• What is expected
Look for the line containing "closes phpstan/phpstan#10097" in the records below. Then output it and all the lines that follow, exactly and without any others.

━━ Data listing

PR #2715, opened 2023-11-06
fix: star projection is always within template type bounds

jiripudil:
closes phpstan/phpstan#10097


ondrejmirtes:
Thank you very much!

━━━━

• Exercise solution
closes phpstan/phpstan#10097


ondrejmirtes:
Thank you very much!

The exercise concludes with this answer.